* Exercise requirements *
Nothing should differ between your answer and the records below.

[Stored items]
PR #5006, opened 2025-08-11
groups: checking from self higher up to avoid fact return src mixup

arthyn:
## Summary

Fixes issue found in onboarding testing with non-host admin created invites. 

## Changes

- moved `?>  from-self` check to be in more idiomatic place

## Risks and impact

  - [ ] Onboarding
  - [ ] State / providers
  - [ ] Message sync
  - [ ] Channel display
  - [ ] Notifications

### DIFF
--- a/desk/app/groups.hoon
+++ b/desk/app/groups.hoon
@@ -144,8 +144,8 @@
       [~.groups^%1 ~ ~]
     %-  my
     :~  %groups^[~.groups^%1 ~ ~]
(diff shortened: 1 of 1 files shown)


Fang- (approved):
Noting for the record that the implicit, actually-important change here is that the `from-self` check no longer fires when `+go-a-invite` gets called in response to a `%group-token` fact on an `/invite/[ship]/token` subscription.

As discussed out of band, this looks good and appropriate!

PR #5012, opened 2025-08-12
channels: add missing mark for /said paths

mikolajpp:
## Summary

Adds a missing mark `%channel-denied` that can be received on all `/said` endpoints.

## How did I test?

Compiled.

## Risks and impact

  - [ ] Onboarding
  - [ ] State / providers
  - [ ] Message sync
  - [ ] Channel display
  - [ ] Notifications

## Rollback plan

PR can be reverted.

### DIFF
--- a/desk/app/channels.hoon
+++ b/desk/app/channels.hoon
@@ -91,22 +91,22 @@
       ::  facts
       ::
       :~  [/ %channel-response %toggle-post ~]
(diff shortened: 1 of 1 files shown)


Fang- (approved):
Good catches. We indeed just pass on what we get from the channels-server, which might be `%channel-denied` for all of these.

* Written response *
PR #5006, opened 2025-08-11
groups: checking from self higher up to avoid fact return src mixup

arthyn:
## Summary

Fixes issue found in onboarding testing with non-host admin created invites. 

## Changes

- moved `?>  from-self` check to be in more idiomatic place

## Risks and impact

  - [ ] Onboarding
  - [ ] State / providers
  - [ ] Message sync
  - [ ] Channel display
  - [ ] Notifications

### DIFF
--- a/desk/app/groups.hoon
+++ b/desk/app/groups.hoon
@@ -144,8 +144,8 @@
       [~.groups^%1 ~ ~]
     %-  my
     :~  %groups^[~.groups^%1 ~ ~]
(diff shortened: 1 of 1 files shown)


Fang- (approved):
Noting for the record that the implicit, actually-important change here is that the `from-self` check no longer fires when `+go-a-invite` gets called in response to a `%group-token` fact on an `/invite/[ship]/token` subscription.

As discussed out of band, this looks good and appropriate!

PR #5012, opened 2025-08-12
channels: add missing mark for /said paths

mikolajpp:
## Summary

Adds a missing mark `%channel-denied` that can be received on all `/said` endpoints.

## How did I test?

Compiled.

## Risks and impact

  - [ ] Onboarding
  - [ ] State / providers
  - [ ] Message sync
  - [ ] Channel display
  - [ ] Notifications

## Rollback plan

PR can be reverted.

### DIFF
--- a/desk/app/channels.hoon
+++ b/desk/app/channels.hoon
@@ -91,22 +91,22 @@
       ::  facts
       ::
       :~  [/ %channel-response %toggle-post ~]
(diff shortened: 1 of 1 files shown)


Fang- (approved):
Good catches. We indeed just pass on what we get from the channels-server, which might be `%channel-denied` for all of these.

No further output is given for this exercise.